A binary search tree is a node-based tree that has the following properties:
for any node, values of all nodes within its left subtree are strictly less than the value of that node
for any node, values of all nodes within its right subtree are greater than or equal to the value of that node
any subtree of a binary search tree is also a binary search tree.
In other words, in a binary search tree nodes branch into subtrees ("children"), where the left nodes take a smaller value and the right nodes are greater or equal to the "parent". The uppermost node is called root, and the nodes with no subtrees are called leaves.
Examples
Take a look at some examples of binary search trees, note nodes' values and positions:
The root of the tree has the value of '4'. Since there is no right subtree, '4' is the highest value. The leftmost node has the smallest value of '1'.
Nodes of the right subtree can take a value equal to their parent.
Each of subtrees is a binary search tree itself; they follow the same pattern: smaller values go to the left, and equal/greater values go to the right.
The value of a node can be of any type for which a comparison operator is defined: numbers, characters, strings, or objects (as long as they have a specific comparator). For example, here is a binary search tree with strings as its elements:
The value can also be a complex object such as a user, a product, a search result, etc.
Basic operations
There are three basic operations on a binary search tree:
find (key): check whether the tree contains the specified key
insert (key): add a node with the specified key to the tree.

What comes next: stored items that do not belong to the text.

PR #5846, opened 2024-02-12
feat(qwik-core): Uint8Array serializer

### LINKED ISSUE #4416: [✨] Serialize Uint8Array & other TypedArray

I'm using webauthn to manage credentials. It using a lot of Uint8Array. It would be a great devX improvement to support serializing TypedArray out-of-the-box.
```jsx
// Generate random Uint8Array challenge on the server
export const useChallenge = routeLoader$(() => new Uint8Array([...]));

export const verify = server$((credentials: AuthenticatorResponse) => {
  // verify credentials from the client
});

export default component$(async () => {
  const challenge = useChallenge();
  const signup = event$(() => {
    const credentials = await navigator.credential.create({
      publicKey: {
        challenge,
        ...
      }
    });
    await verify(credentials.response);
  });
  return <button onClick$={signup}>Signup</button>
});
```

Ideally Qwik would serialize/deserialize the native TypedArray. As they are supported by all browsers, node, deno and web workers, it would greatly reduce the difficulty of doing it manually at every step.

Doing it manually

### Additional context

_No response_

genki:
# Overview
Serializer for the `Uint8Array`.

# What is it?

- [x] Feature / enhancement
- [ ] Bug

# Description

As the `Uint8Array` can be used for large data blob, its way is compactness conscious. 
It encodes the `Uint8Array` into the UTF-16 code in 2 bytes-wise.
To achieve the compactness, there ended up being two kinds of `Uint8Array`, even and odd length ones.
So there are two serializers `Uint8ArrayESerializer` and `Uint8ArrayOSerializer` to distinguish them.

# Use cases and why

The `Uint8Array` is widely used for data buffer, credencial data and so on compared to other typed arrays.
Fixes #4416

# Checklist:


wmertens (changes requested):
I like it, but:

- it's missing tests
  - especially tests for edge cases involving non-printable characters, XSS result strings like `<script`, unicode modifiers etc.
  - You could look at https://github.com/minimaxir/big-list-of-naughty-strings for inspiration of what shouldn't be allowed as a result
- Most likely you'll need an escape mechanism?
- the code can be deduplicated by moving the functions out and making them into factories depending on odd/even

:+1:

genki:
@wmertens I see, this has some problems.

genki:
@wmertens Thank you. It's just my careless.
I found this code is needing large amount of testing on various environment to check if the unmatched surrogate pairs in the encoded strings are replaced with `0xFFDF`.
JavaScript permits the existence of those invalid UTF-16 strings, but no guarantees on its treatment.
This behaviour is depending on browsers or intermediate text processing libraries.
Unfortunately, currently I have no time to do such testing.

genki:
I have fixed the previous implementation to serialize `Uint8Array` into valid UTF-16 string without no unmatched surrogate pairs.
Now the two serializers are into one.
I have tested locally more than 1,000,000 times over random buffers and the estimated redundancy  is less than 7% in bytes.
But I am not being familiar with how place the serialization tests to be in the core package.
Where I have to see?
I have thought so called the sanitization is out of the responsibility of the serializer module.

wmertens:
Wow that's a lot of handling needed :) are you sure that it's impossible for an even sequence to look like an odd one?

You can add any test files you like.

It's a bit heavy to review for me right now, I'll get back to this later. Notice the lint error btw.

genki:
@wmertens
Yep, I am not hurrying :)
The odd sequence has a marker at the end like`0xFFFD, 0x00XX`, where the `XX` is the last byte of the `Uint8Array`.
I know it is possible to make more space efficient algorithm if we use the bitwise encoding.
But it introduces more computational cost in JavaScript. I think the bytewise approach is neat balance.

wmertens:
Right but I meant, what if the even array has the same bytes at the end? Or is that sequence reserved by the escaping?

genki:
@wmertens
That is why the escape character `0xFFFD` is put in front of the last byte. Every escape character themselves are encoded into doubled as `0xFFFD 0xFFFD`, so the single `0xFFFD` and  sucessing `0x00XX` means always the last byte of the odd array.
There are 3 kind of use case of the escape character.
* `0xFFFD 0xD800`, `0xFFFD 0xD801` for making a fake surrogate pair for unmatched low surrogates.
* `0xFFFD 0xDC00`, `0xFFFD 0xDC01` for making a fake surrogate pair for unmatched high surrogates.
* `0xFFFD 0x00XX` for meaning the array is odd and holding its the last byte as `XX`.

genki:
When encoding the `Uint8Array` into UTF-16 string, there are 4 parts.
1. Normal code points.  96.875% of the bytes. They can be used as is.
2. Unmatched high surrogate `0xDC00-0xDFFF`. They need to be paired with the low surrogate. 
3. Unmatched low surrogate `0xD800-0xDBFF`. They need to be paired with the high surrogate.
4. The last byte of the odd length bytes.

genki:
Added tests and moved utility functions into a separate file.

genki:
Fixed the unit test because the `TextEncoder` drops the BOM character even if that is a valid UTF-16 character.

genki:
I came up with the BOM also should be escaped to protect from unexpecting replacement or vanishing by text processors.
So I have changed implementation slightly to do it.
Added special sequence `0xFFFD 0xD801 0xDC02` that means the escaped BOM.

As well as I know, there's no characters in the UTF-16 having undefined treatment other than unmatched surrogates and the BOM.

packages/qwik/src/core/util/string.ts
```diff
@@ -0,0 +1,144 @@
...
+      const prev = dbytes[i - 1];
+      const [hi, lo] = prev === 0xd800 ? [0xd801, 0xdc01] : [prev, 0xdc00];
+      // put the 0xFFFD and the fake surrogate pair to make it valid
+      code += String.fromCharCode(0xfffd, hi, lo);
+      surrogate = false; // reset surrogate
+    }
+    // escape the BOM
+    if (c === 0xfeff) {
+      // BOM
+      code += String.fromCharCode(0xfffd, 0xd801, 0xdc02);
```
wmertens, line 65: this could be `FFFD 1000`, but is it even needed? The serialization will never start with the BOM.

wmertens (changes requested):
I like how the code is structured, I'm still unsure about embedding UTF-16 directly in UTF-8 HTML (maybe that's fine?).

Since this code ships with every Qwik, it should be as small as possible, so any tricks are nice.

packages/qwik/src/core/util/string.ts
```diff
@@ -0,0 +1,144 @@
...
+//  * 0xD800 for fake high surrogate to be with unmatched low surrogate
+//  * 0xDC00 for fake low surrogate to be with unmatched high surrogate
+//
+// if the unmatched high surrogate is 0xD800, it is collided with the fake
+// high surrogate, so use [0xD801, 0xDC01] as the fake surrogate pair
+// representing the 0xD800.
+//
+// If the length of the bytes is odd, the last byte is put after the escape
+// character. As the bytes after the escape character are in 0xD800 to 0xDFFF,
+// we can distingwish the last byte by its high byte being 0x00.
```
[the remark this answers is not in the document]
genki: Oh, I will fix

packages/qwik/src/core/util/string.ts
```diff
@@ -0,0 +1,144 @@
+'./string.unit.ts';
+// pack bytes into valid UTF-16 string
+//
+// strategy:
+//
+// * using 0xFFFD as the escape character
```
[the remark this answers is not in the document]
genki: Actually, any other character can be the escape character other than surrogates and the BOM.
It's just I couldn't came up with any other something special character in the unicode.

packages/qwik/src/core/util/string.ts
```diff
@@ -0,0 +1,144 @@
+'./string.unit.ts';
+// pack bytes into valid UTF-16 string
```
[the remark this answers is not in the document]
genki: I don't know about the Qwik 2.0, as far as I can see at least at existing code, the serialized contents are written as JSON string in the script element of the type `qwik/json`.
This is an example of the serialized Uint8Array at there.
```js 
"\u001c씂絯흲뿰ꔊ閧ዕ曤⾉솨拖梖꽗㔄䓭�Ä"
```
I think all control characters are escaped by the stringify process.

packages/qwik/src/core/util/string.ts
```diff
@@ -0,0 +1,144 @@
...
+//
+// strategy:
+//
+// * using 0xFFFD as the escape character
+//  * if there is 0xFFFD in the bytes, double it
+// * if there is unmatched surrogate pair, mark it by the escape character
```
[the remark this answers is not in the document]
genki: Yes.
In the valid UTF-16 string, every high surrogates `0xD800-0xDBFF` must be followed by low surrogates `0xDC00-0xDFFF`. If not, they might be replaced with the `0xFFFD`.

packages/qwik/src/core/util/string.ts
```diff
@@ -0,0 +1,144 @@
...
+// * and put a fake surrogate pair to make it valid
+//  * 0xD800 for fake high surrogate to be with unmatched low surrogate
+//  * 0xDC00 for fake low surrogate to be with unmatched high surrogate
```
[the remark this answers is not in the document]
genki: It sounds good. I will try to change the implementation.

packages/qwik/src/core/util/string.ts
genki: Sorry, I couldn't understand what could be `FFFD 1000`?
This code is escaping the `0xfe 0xff` in the Uint8Array.
This 2 bytes is same to the BOM character in the UTF-16, so some environments meddlingly delete them.
So we have to save them.

wmertens: I meant that FFFD 1000 is still available for escaping after you handle the unmatched pairs, but if you do it with FFFD F999 or so, so still only escaping is needed for FFFD F...

packages/qwik/src/core/util/string.ts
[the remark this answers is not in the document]
genki: Did it. Now the code is simpler and more efficient :)

genki:
Inspired by @wmertens's proposal, I have changed the algorithm to make unmatched surrogates escape to be normal code points by omitting the MSB of the character.

packages/qwik/src/core/util/string.ts
genki: Sorry, as of the change of the algorithm, this code is outdated.

wmertens:
@genki another improvement: When converting to JSON string, most control characters become 7 bytes. I propose you also escape all characters 0-31 by adding 0xf200 to them? Then they become 6 bytes in UTF-8 :).

```
> JSON.stringify(String.fromCharCode(0x00))
'"\\u0000"'
> JSON.stringify(String.fromCharCode(0xfffd)+String.fromCharCode(0xf200))
'"�"'
```

genki:
@wmertens It is depending on the encoding of the HTML document. You are right if it is the `utf-8`, but we have to think other cases. 
I think this serialization prefix is not only for the `Uint8Serializer` but relating to all serializers.
So the improvement of it may be better to be an another issue.

packages/qwik/src/core/util/string.ts
```diff
@@ -0,0 +1,118 @@
...
+// unpack encoded valid UTF-16 string into Uint8Array
+export const unpackUint8Array = (code: string) => {
+  const dbytes = new Uint16Array(code.length);
+  let j = 0;
+  let escaped = false;
+  for (let i = 0; i < code.length; i++) {
+    const c = code.charCodeAt(i);
+    // check the replacement character
+    if (c === 0xfffd) {
+      if (escaped) {
```
wmertens, line 89: If you move this if outside, then you can skip several ifs. While scanning through the string, you're only interested in the escape character.
Also, when you get the escape character, you're only interested in the next character, so you can immediately check it without looping through again.

Also, if you change the encoding a little bit so that all escape sequences are 0xfffd 0xf..., then you still have plenty of escape namespace but you need to escape slightly less.

packages/qwik/src/core/util/string.ts
```diff
@@ -0,0 +1,118 @@
...
+    const c = dbytes[i];
+    // test high surrogate
+    if (c >= 0xd800 && c <= 0xdbff) {
+      if (surrogate) {
+        // unmatched high surrogate
+        // omit the MSB to make it a normal codepoint
+        const prev = dbytes[i - 1];
+        code += String.fromCharCode(0xfffd, prev & 0x7fff);
+      }
+      surrogate = true;
```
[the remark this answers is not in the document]
genki: The parser comes here (L29) when the second high surrogate (uncertain if matching or unmatched) comes after the first unmatched high surrogate.
And the parser outputs the escaped *previous* first unmatched surrogate.
The state of the parser is still watching the second uncertain high surrogate until the next iteration, so the `surrogate` keeps being `true`.

packages/qwik/src/core/util/string.ts
genki: I see. I will change it.

packages/qwik/src/core/util/string.ts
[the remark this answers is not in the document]
wmertens: Maybe we should pick one that looks like the Qwik logo ;-)

packages/qwik/src/core/util/string.ts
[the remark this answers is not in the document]
wmertens: I meant, could you add this explanation to the comments so that later readers understand the code faster?

wmertens (approved):
Looks great!

wmertens:
@mhevery is this good to merge? Should we use tricks to reduce size like moving String.fromCharCode into a separate function?

wmertens:
> @wmertens I think this serialization prefix is not only for the `Uint8Serializer` but relating to all serializers. So the improvement of it may be better to be an another issue.

I was just referring to when there's 00 or low values inside a uint8array. That's likely to happen often.

Ideally we'd have an encoding that uses minimal bytes. Are there cases where utf-8 encodes non-ascii using only two bytes instead of 3?

genki:
@wmertens Indeed, I understood. Surely there is a room to improve the space efficiency.
Before to think about it, IMHO, I wonder if the current choice of the serialization prefixes are the best as they are going to be stringified with significant inflation in size.
And I think it is better the anti stringify inflation encoding/decoding you said can be applied to before the stringify process and after the deserialization not only for the Uint8Array serializer but for all serializers.
It will be generic improvement of the `JSON.stringify` and `JSON.parse`.

wmertens:
You're right that the current prefixes aren't good and we should fix those, but for the rest the data is mostly within ASCII range. For byte arrays however it's very likely to encounter low codes since they are used for calculations.

So that's why I think it's better to spend more effort on encoding these efficiently, using as little code as possible.

genki:
@wmertens
I see. I was expecting the Uint8Array to be serialized is not very small often.
The inflation in size during the stringify happens in small part of the UTF-16 space.
So If the size of the data is large and random, the count of control characters is usually ignorable compared with 65536.
The inflation ratio is converged to the ratio of the count of control characters/65536, it is less than 1%.
So my worry was on mainly other smaller data to be serialized.

genki:
I added the extra compaction for the control characters (0-31).

packages/qwik/src/core/util/string.ts
```diff
@@ -57,6 +57,11 @@ export const packUint8Array = (bytes: Uint8Array) => {
       code += String.fromCharCode(0xfffd, 0xffff);
       continue;
     }
+    // extra comaction againt the strinfigy of the control characters
+    if (c <= 31) {
+      code += String.fromCharCode(0xfffd, c + 0xf200);
```
wmertens, line 62: I just realized that because we don't limit ourselves to 0xfffd f..., you can just add 32 and it will be stringified smaller.

wmertens:
I looked up utf-8 encoding and I think it would be better to use 0x007f as escape code. It's only one byte after stringify. All the other escaped values should be kept as low as possible but > 31.

genki:
@wmertens The stringified `0x007f` is 4 characters `\x7F` in UTF-8.
```js
> JSON.stringify(String.fromCharCode(0x007f))
'"\x7F"'
```
I think the escape character can be any of normal code points but it must become 1 character after being stringified.
For example, how about the `0x0071` = `q` for qwik to be the escape character? `q` is 1 byte in the UTF-8 document and stringified as is `q`.

wmertens:
@genki acually that's just the REPL showing the character escaped. When you embed it in a UTF-8 document, it's only one byte. You can check this in Node with `Buffer.from(JSON.stringify(String.fromCharCode(0x007f)))`

UTF-8 encodes ASCII in one byte, and higher codes grow to more bytes. Emoji are 4 to 8 bytes :scream:.

How about:
- 0x007f: escape, because it's rare but still only one utf-8 byte. To escape itself, use 0x007f 0x08ff (four bytes utf-8)
- 0x0000->0x001f: converted to esc + 0x0020->0x003f (two bytes utf-8)
- unmatched pairs: converted to esc + (code-0xd800+0x0040) 0x0040->0x083f (two-four bytes utf-8)
- BOM: esc + 0x08fe (four bytes utf-8)

The current encoding uses 6 bytes per escaped item. so it's all profit.

We can assume that the tests run in Node, so you could calculate the after-JSON size by checking `Buffer.from(JSON.stringify(encoded)).length - 2` (doesn't include the quotes)

genki:
@wmertens 
I agree with you.
I will try to change the implementation.

genki:
Completed :)

packages/qwik/src/core/util/string.ts
```diff
@@ -0,0 +1,128 @@
+// pack bytes into valid UTF-16 string
+//
+// strategy:
+//
+// * using esc as the escape character
+//  * if there is esc in the bytes, double it
```
wmertens, line 6: This is no longer correct

packages/qwik/src/core/util/string.ts
```diff
@@ -0,0 +1,128 @@
...
+// BOM: esc + 0x08fe (four bytes utf-8)
+//
+// If the length of the bytes is odd, the last byte XX is put after the escape
+// character as 0xFFXX.
+//
+const ESC = 0x007f;
+const SURROGATE_OFFSET = 0xd800 - 0x0040;
+export const packUint8Array = (bytes: Uint8Array) => {
+  const odd = bytes.length % 2 === 1;
+  const dbytes = new Uint16Array(bytes.buffer, 0, bytes.length >> 1);
```
wmertens, line 23: Actually, I think you have to use the bytes offset of the u8 array here?

Could be problematic when it starts at an odd location :-/

Definitely worth adding some tests.

packages/qwik/src/core/util/string.ts
```diff
@@ -0,0 +1,128 @@
...
+  }
+  if (surrogate) {
+    // ended with unmatched high surrogate
+    // subtract the offset to make it a normal codepoint
+    const c = dbytes[dbytes.length - 1];
+    code += String.fromCharCode(ESC, c - SURROGATE_OFFSET);
+  }
+  if (odd) {
+    // put the last byte
+    code += String.fromCharCode(ESC, bytes[bytes.length - 1] + 0x0900);
```
wmertens, line 85: Since this can happen often, perhaps we should just start the output with O or E? Only one byte.

wmertens (changes requested):
One more thing: endianness. What happens if you convert uint8 on arm and unpack on Intel?

genki:
@wmertens As this serialization process is not across the network but closed in the local machine, I think the endianness is out of the scope. The serializer and deserializer are run at the same endian.

wmertens:
Perhaps we can sidestep the endianness and offset issue by not using a uint16 array but by combining bytes ourselves. Byte0*256+byte1

genki:
To deal with the endinan, the `DataView` is useful.
https://developer.mozilla.org/en-US/docs/Web/JavaScript/Reference/Global_Objects/DataView
Is it possible to use it in Qwik?
If we can use it, we can fix the endian to the little endian both server side and client side.

packages/qwik/src/core/util/string.ts
genki: The UTF-16 string, JavaScript using internally, must be even length in bytes, so if the Uint8Array is odd length, always one extra byte padding is needed.
Current approach is add ESC(1 byte) + 1 character for odd ones and none for even ones.
If we put the O or E, it costs `O` (1 byte) for odd ones and `E` + `padding` (2 bytes) for even ones.
So I think they are mostly same efficiency.

wmertens:
@genki but I think we can just go by byte pair using only the uint8, that means no endianness and no worry about offset

packages/qwik/src/core/util/string.ts
genki: In addition, I think the length of the buffers tend to be even byte length.

wmertens: Yes but it turns a single byte into 4 bytes...

wmertens: Hmm you're right, most likely they're even.

wmertens: So the algorithm would be, go through the uint8 two bytes at a time, and if odd encode the last byte as 0x0000+byte and add esc.

On decode just check if the final byte is esc, then the last charcode does not add the high byte.

genki: 0x0000+byte means 0x00XX where XX is the byte?
If so, that isn't the swap the position of the ESC and the byte, of current algorithm?

genki:
@wmertens To deal with the endianness manually, we have to detect the endianness by a little trick using Uint8Array and Uint16Array, and the computational cost in JavaScript will be doubled.

For example, we have to add an utility function like this and save its result somewhere to be referred.
```js
function checkEndian() {
    const arrayBuffer = new ArrayBuffer(2);
    const uint8Array = new Uint8Array(arrayBuffer);
    const uint16Array = new Uint16Array(arrayBuffer);

    uint8Array[0] = 0xAA;
    uint8Array[1] = 0xBB;

    if (uint16Array[0] === 0xBBAA) {
        return 'little endian';
    } else if (uint16Array[0] === 0xAABB) {
        return 'big endian';
    } else {
        return 'unknown';
    }
}
```

genki:
As of today, the DataView is widely available on almost all browsers and the requirement for the environment may be lighter than the the current of Qwik's.

If we use only the Uint8Array, the result of the string is changed depending on the endian because the JavaScript environment is internally using `UTF-16LE` or `UTF-16BE` string.
If the endians of the server side and client side are not matched, the encoded strings are swapped its high/low bytes and the resulting character will be larger in bytes.
As long as we use the Uint16Array for the view, we ignore the difference of them because they are in same endian.

packages/qwik/src/core/util/string.ts
genki: Changed the implementation to use `0x00XX ESC` for the last byte.
It was needed to take a special treatment for `0x007f 0x007f` coming at the end to avoid the collision.

genki:
Bye the way, I have no idea for testing the endians.
Is it possible to provide testing environments over varied endianness at the CI?

packages/qwik/src/core/util/string.ts
genki: Found an issue. I am fixing....

genki:
@wmertens I have fixed the collision issue of when the `0x007f 0x007f` comes at the end.
Now the `0x007f 0x08fd` is for escaped `0xd83f` that was to be `0x007f 0x007f`
And I have used only the Uint8Array to solve the endianness issue.

wmertens:
Nice! There's no endianness issues now because we walk the uint8 manually and put 16 bit values in the String, without relying on how those 16 bits are stored.

I'm surprised you need a special case for esc esc at the end, the signal for odd is the start of a new escape sequence at the end of the string. So esc esc should not cause that.

genki:
@wmertens You are right for odd arrays. But the even arrays can have the ESC ESC at the end if `0xd83f` comes as the last character.

packages/qwik/src/core/util/string.ts
```diff
@@ -0,0 +1,149 @@
...
+  return code;
+};
+
+// unpack encoded valid UTF-16 string into Uint8Array
+export const unpackUint8Array = (code: string) => {
+  const odd = code.charCodeAt(code.length - 1) === ESC;
+  const bytes = new Uint8Array(code.length * 2);
+  let j = 0;
+  for (let i = 0; i < code.length; i++) {
+    const c = code.charCodeAt(i);
```
wmertens, line 100: change this to `for (const s of code) { const c = s.charCodeAt(0);`, it's [vastly faster](https://jsben.ch/Ng3YQ).

That does mean that we now need to maintain the `escaped` state, which actually makes the code easier to understand.

wmertens:
Actually, when iterating through the uint8 array, using for..of is also [vastly faster](https://jsben.ch/XcDca).
So then the lookahead wouldn't work for the stringify, and the code would like like (rough pseudocode):
```ts
let code, surrogate, low = true
// walk uint8
for (const b of arr) {
  if (low) {
    code = b
    low = false
    continue
  }
  code |= b<<8
  low = true
  if (surrogate) {
    if (is_low(code)) {
      output+=surrogate
    } else {
      output+= escape_surrogate(surrogate)
    }
    surrogate = undefined
  }
  if (is_high(code)) {
    surrogate = code
    continue
  }
  output += maybe_escape(code)
}
if (low) {
  // odd array
  output += maybe_escape(code) + ESC
} else if (surrogate) {
  output += escape_surrogate(surrogate)
}
```

genki:
@wmertens 
What did you mean at `if (true) {` at L4?

genki:
BTW, if we think about the performance, isn't it to be better the unpacking to use the `for...of` as well?

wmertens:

remove (key): remove a node with the specified key from the tree, if such node exists
In all three algorithms of basic operations we start from the root and, depending on the value of the current node, we move down the tree either to the left or the right subtree. Let's take a closer look at the basic operations.
Find operation
If the value of a node coincides with the key, we get the message that the item is found. Otherwise, depending on whether the value of a node is less or greater than the key, we move to the left or right subtree respectively and repeat the action.
The algorithm ends when we find the element containing the key or get to tree leaves and find no node containing the key. The image below shows a search for an item with the key "8".
Insert operation
If the key is less than the value of the current node, go down to its left subtree, otherwise move to the right. We repeat this action until we cannot go down any further. If there is no subtree to which we can descend, then we insert here a node with the key. The picture below shows the insertion of the element "6".
Remove operation
This operation is a bit more complicated since here we have to consider several possible options. First, using the search operation, we find the position of the element which is to be deleted. If it does not exist, there is nothing left to do. If it does, there are three possible options:
if the node has no children, we simply delete it;
if the node has only one child (either right or left), we delete the node and put its child in its place;
if the node has both left and right children, keep calm and follow the steps: first, identify the node that you want to delete, then find the rightmost child in its left subtree. Put its value into the initial node and remove the duplicate in the bottom by using the algorithm for either the first or the second case. Note that you may use the leftmost child from the right subtree instead; whichever option you choose, moving those two nodes will not break tree structure.
Take a look at how the node with both children is removed (this corresponds to the third option in the algorithm). Suppose we want to remove node 10: we find the rightmost node in its left subtree (which in our case is 8), put it in place of the deleted node and finally remove the duplicate:
The variety of possible options can make the task look difficult from the first glance, but everything will become clear to you as you practice.
There are more complex operations on a binary search tree such as split, merge, etc., but their implementation is based on the use of three basic operations: find, insert, and remove.
Conclusion
We have covered the properties of binary search trees, some terms, and three basic operations. All these operations have an O(log n) complexity on average and O(n) in the worst case. The latter can be achieved by inserting a sequence of non-decreasing values in the tree. In this case, the tree will become a linear list, and all operations on this tree will work for O(n). To achieve O(log n) complexity in the worst cases, you must maintain tree balance. You will learn how to do this in future lessons.